We have demonstrated in the previous paragraph that anti-CXCL4 antibodies, especially the HIT, correlated with DU in SSc. Considering the DU-positive SSc-population, as shown in the pie diagram in Figure 6a, we found that heparin-dependent anti-CXCL4 antibodies (HIT) were present in the majority of DU-positive patients (88%). DU positive patients also expressed anti-CXCL4 antibodies that are heparin-independent in 56% of cases. A higher expression by SSc patients with DU of HIT antibodies, as compared to heparin-independent anti-CXCL4 antibodies, is therefore in keeping with the data of correlation of the previous paragraph. However, although there is a difference in the frequency of the two antibody types with respect to the presence of DU, this difference, calculated with a Chi-square’s test, was not significant. We looked at other disease parameters and we found no significant differences either. A significant difference become apparent when we looked at PAH. We found that 38% of the patients with PAH presented heparin-dependent antibodies (HIT) (black in the pie diagram in Figure 7, lower panel diagram). Patients with PAH did not have significant levels of heparin-independent anti-CXCL4 antibodies. The difference between the two situations, namely the exclusive presence of HIT antibodies in patients with PAH, was found to be significant by Chi-square’s test. These results could suggest that HIT antibodies can have a function in PAH, or could be potential markers of this condition.
4. Discussion
In this pilot study, by analyzing a SSc cohort, we have examined the expression of heparin-dependent anti-CXCL4 antibodies, also known as HIT antibodies, and their relationship with disease in SSc patients [13]. CXCL4 is a marker of SSc, which especially predicts SSc progression and complications [3]. In our previous studies [11,12], we only assessed the presence of antibodies directed to CXCL4, but not to CXCL4 and heparin. However, heparin is a CXCL4 binding protein, and anti-CXCL4 heparin-dependent antibodies could be also generated in SSc. They have been found in SLE patients and are characteristic of the rare autoimmune disease called heparin-induced thrombocytopenia (HIT) [13,14].

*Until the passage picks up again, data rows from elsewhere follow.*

Issue #1219, opened 2026-09-13
CI: the olo-ci box is over capacity (rho ~1.09) - queue p90 316 min, and hosted routing is no longer blocked


drsnuggles8:
The `olo-ci` queue has been the largest single term on [#1084](https://github.com/drsnuggles8/OloEngineBase/issues/1084) since 2026-09-09. This issue exists because the 2026-09-13 measurement round changed two things about it: the term got **much** larger, and the one blocker that ruled out the obvious fix is gone.

**Read [#1202](https://github.com/drsnuggles8/OloEngineBase/issues/1202) first.** It was closed `NOT_PLANNED` on 2026-09-13 after measuring that a runner takes the oldest job it is eligible for, so an additive priority label cannot jump a queue. **This issue is queue *depth*, not queue *order*.** Do not re-propose additive labels, a reserved runner, or a third `olo-ci` runner — the first two were rejected on measurement, and the third is a hardware purchase against a box whose cold sanitizer builds already reach their 14 GiB cgroup ceiling ([#1138 measurement](https://github.com/drsnuggles8/OloEngineBase/issues/1084#issuecomment-5583560169)).

## The measurement

**The box is saturated.** Every `olo-ci` job served on 2026-09-13, 00:00–15:00Z, across every workflow that targets those labels:

| slot | busy | utilisation | jobs |
|---|---|---|---|
| `olo-ci-1` | 786.6 min | **87.4 %** | 24 |
| `olo-ci-2` | 890.7 min | **99.0 %** | 22 |
| **both** | **1677.4 min of 1800 slot-min** | **93.2 %** | 46 |

Both slots were pinned at 100 % for **26 of the 30** half-hour buckets in that window. Offered load from `asan.yml` alone — 48 sanitizer jobs created, median service time 40.9 min — is **131 min/h against 120 min/h of capacity, ρ ≈ 1.09.** A queue at ρ > 1 does not reach a steady state, which is why the tail moved as far as it did in four days:

| `olo-ci` queue delay before pickup | min | median | p90 | max |
|---|---|---|---|---|
| 2026-09-09 (72 jobs, [prior round](https://github.com/drsnuggles8/OloEngineBase/issues/1084#issuecomment-5602317213)) | 0.5 | **0.8** | 128.2 | 304.1 |
| 2026-09-11 → 09-13 (58 completed jobs) | 2.5 | **95.2** | **316.1** | **578.1** |

[...]

PR #1220, opened 2026-09-13
ci(#1084): the post-#1170 measurement round - the critical path is now the olo-ci queue, and a cache-prune strip that never fired

drsnuggles8:
The post-#1170 measurement round on **#1084**. Two commits: a `cache-prune.yml` bug found on the way, and the budget-table re-measurement the issue's acceptance criteria ask for. **#1084 stays open** — it is a recurring umbrella.

The measurement itself is a [comment on #1084](https://github.com/drsnuggles8/OloEngineBase/issues/1084#issuecomment-5654255627); the headline is below so this PR stands on its own.

## What the round found

**Every compute lever on #1084 has landed, and the per-PR wait went up anyway.**

| | 09-05 | 09-07 | 09-09 warm | **09-13** |
|---|---|---|---|---|
| per-PR, compute only | 236.4 | 222.6 | 45.1–52.2 | **28.7–128.9** |
| per-PR, gate complete | — | — | not reported | **68.6–258.9** |

Compute is the fastest this issue has ever recorded. The gate is not, because the critical path moved off `Windows / build` entirely and onto the `asan.yml` Linux sanitizer chain, which binds by 100–230 min in four of five same-commit both-green pairs.

**The `olo-ci` box is over capacity.** 93.2 % utilisation over 15 hours (both slots at 100 % in 26 of 30 half-hour buckets), offered load ρ ≈ 1.09, queue delay **p90 316 / max 578 min** against 128 / 304 four days ago. Service time went *down* over the same period — #1207/#1208 took UBSan's median from 61.8 to 24.7 min. The jobs got faster and the wait got worse.

**#1170 works.** The afternoon cold window it was aimed at is gone: a 12:40 PR now builds at **94.11 % / 25.2 min** where 09-09's afternoon was 46.76 % / 123.8–134.9 min. Eight `push: master` warms landed in the measured window instead of one nightly. The ASan job's afternoon hit rate — never sampled before — tracks it.

**The 09-09 blocker on hosted routing is gone.** That round ruled it out on "shards 1/4 and 4/4 fail on all three sanitizers, cause unresolved". Reading the failures out of the logs: 09-09 was the hosted image's older glslang (the #1139 case), 09-12 was one statistical oracle test. Four of the last six nightlies are 12/12 green on hosted Linux with 0.0 min of queue.

Split out as **#1219** (scored, 3.47), framed as queue *depth* not queue *order* per #1202's closure, with the runner-minute arithmetic as an explicit acceptance criterion rather than a recommendation.

## The two commits

**`c150dc617` — the ride-along fix.** #1205 added a `-<ImageVersion>` runner-image stamp to the vcpkg keys and a strip in `cache-prune.yml` so an image bump would supersede like a hash bump. The strip's pattern allows a two-part version (`20260828.587`, which is what the worked example beside it used); a real `ImageVersion` has three (`20260907.229.1`). So it never matched a live key — and because it never matched, the content-hash strip behind it never fired either, making every (manifest hash, runner image) pair its own immortal group.

Measured against the live store before the change:

```
vcpkg-Windows-...-<64hex>-20260907.229.1-34702711853-1
    -> vcpkg-Windows-...-<64hex>-20260907.229.1     (its own group)
vcpkg-Windows-...-<64hex>-34400333427-1
    -> vcpkg-Windows-x64-windows-static-md          (a different group)
```

**1083 MiB stranded** across the two pre-#1205 vcpkg lineages until the 30-day age-out. Verified by running the workflow's own `sed` over all 13 live keys before and after: 11 groups after, with each vcpkg lineage collapsing to one.

**`dee4affc9` — the budget table.** #1084's third acceptance criterion. All 13 live entries re-measured, each row keeping its 09-09 figure beside the new one. The store grew **7968 → 10376 MiB in four days with nothing deliberately added**, by two mechanisms worth naming: two sccache lineages reached their caps (`sccache-asan-windows-2025` 667 → 1492 against 1500M; `sccache-windows-2025-release` back to 2046 against 2 G after #1170's rename), and #1205's re-key doubled `vcpkg-Windows` 706 → 1448 MiB for reasons **not** measured.

That corrects two of this issue's own earlier readings, both the same mistake in opposite directions: 09-09 read a *fresh* lineage (667 MiB) as a steady size, and predicted the renamed Windows key would shrink. It did not — a rename shrinks a lineage only if the old one was an accumulation, and that one was already at its cap. Rule 3 gains the lesson from the stranding: test a prefix strip against a live key, not against the example written beside it.

## Verification

- `pre-commit run --all-files` — clean.
- The prune `sed` was run over the live cache listing before and after the fix; the grouping change is the verification, and it is in the commit message.
- No code paths touched, so no build or test run: the two files are a workflow and a doc.
- Every number in the comment and in #1219 comes from the Actions API (`runs`, `jobs`, `caches`) or from job logs, not from a local build.

## What this round deliberately did not do

- **Did not re-measure the warm build's tail** (~13 of 30.3 min of linking plus the MCP TUs). #1170 added `Report-NinjaBuildTail.ps1` for it; reading those reports is its own round.
- **Did not re-measure #1205's 55 min/job claim** — it landed before the window and there is no pre-#1205 control on the current runner image.
- **Did not separate #1209 from #1207/#1208** — all three landed inside 9 hours and all three move box service time.
- **Did not touch routing.** Filed as #1219 instead, per #1084's own rule that a lever of that size gets its own issue.

## Honest caveats

- The per-PR pair table is **n = 5**, the smallest sample in the round, because most PR runs on 2026-09-13 were superseded and cancelled. It is the number I would widen first.
- Utilisation and ρ are one 15-hour window. The queue distribution is 58 jobs over three days; the hosted-arm health is six nightlies.
- The queue median moved by two orders of magnitude depending on whether cancelled-while-queued jobs are counted as instant. They are excluded as right-censored, and the comment says so — my own first pass got this wrong and reported 0.0 min.
- That day was busy, and contending branches are listed in full in the comment. A saturated queue is the claim, so an idle window would have measured the wrong thing; `a5e09cfbb` is the uncontended control from the same day.


drsnuggles8:
## 🤖 Self-review @ `be14917e67a7b739dd526dfab8fbb66aff5d0ad0`

Reviewed the PR diff at high effort. Two files: a workflow `sed` and a doc table.

**Findings: 1 · Fixed: 1**

- **The 2026-09-13 rows did not reconcile to the steady set** (`be14917e6`). The subtotal counted only the *current* vcpkg generation on each platform and left the two stranded predecessors in prose, so the rows summed to 9620 against a stated steady set of 10376 — a 756 MiB gap with no visible cause, in a table whose entire job is that the arithmetic checks out. Both vcpkg rows now carry both generations and the steady-set row shows the reconciliation: 3396 + 3442 + 2046 + 1492 = 10376.

**Checked and dismissed**

- **Over-strip risk on the widened image pattern.** `s/-([0-9]{8}(\.[0-9]+)+|noimage)$//` requires a leading 8-digit group, so version-shaped suffixes like `Windows-vulkan-prebuilt-sdk-true-1.4.357.0` and `olo-shader-toolchain-…-v1` cannot match. Verified empirically rather than by reading: the workflow's own `sed` was run over all 13 live cache keys and yields 11 groups, with each vcpkg lineage collapsing to one and nothing else changing.
- **Strip ordering.** `sed` applies each `s///` once in sequence, so the run-id strip cannot re-fire inside the image version; a key with no run id still strips image-then-hash correctly.
- **No engine code, no build, no tests.** Correct for this diff — the sanitizer suites skipped on `detect-changes`, which is also why this PR contributes ~0 to the `olo-ci` queue it measures.

**Outstanding, named rather than claimed clean:** CodeRabbit has **not** reviewed this PR — its only comment is an OSS rate-limit notice ("next included review available in 44 minutes"). Unresolved review threads are 0 because none were ever posted, not because any were resolved. A re-review is requested below.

SSc patients that do not have significant amounts of anti-CXCL4 antibodies usually have HIT antibodies, at least in our cohort. If this is a general phenomenon, it needs to be studied in larger cohorts. This evidence may mean that the two antibody types are probably generated via different mechanisms. We hypothesize that generation of CXCL4-specific antibodies, which are heparin independent, can be due to formation of complexes between CXCL4 and nucleic acids, as in SSc there is a high expression of CXCL4 and circulating and tissue-deposited CXCL4-DNA complexes [5]. This may favor breach of tolerance to CXCL4. It is likely that, in a very inflamed context and in the presence of cell death, CXCL4 easily binds nucleic acids released in high quantities by dead cells. Antibodies raised may transport self-DNA inside the immune cells (pDC, B-cells). This has been suggested in our previous paper, where the addition of an anti-CXCL4 antibody to pDC treated with CXCL4-DNA complexes implemented pDC activation [11]. Whether HIT antibodies cross-recognize anti-CXCL4-DNA complexes is unclear for the moment. However, if the HIT bind primarily CXCL4-heparin complexes, it is likely that they will favor uptake of heparin in pDC and other immune cells. Here we show not only that CXCL4-heparin complexes do not stimulate pDC, but also that heparin blocks the interferogenic activity of CXCL4-DNA complexes. This can give an explanation of why only heparin-independent anti-CXCL4 antibodies correlate with IFN-I. That heparin can antagonize the TLR9 stimulatory ability of CXCL4 and DNA had been already observed with B-cells in our previous paper [11].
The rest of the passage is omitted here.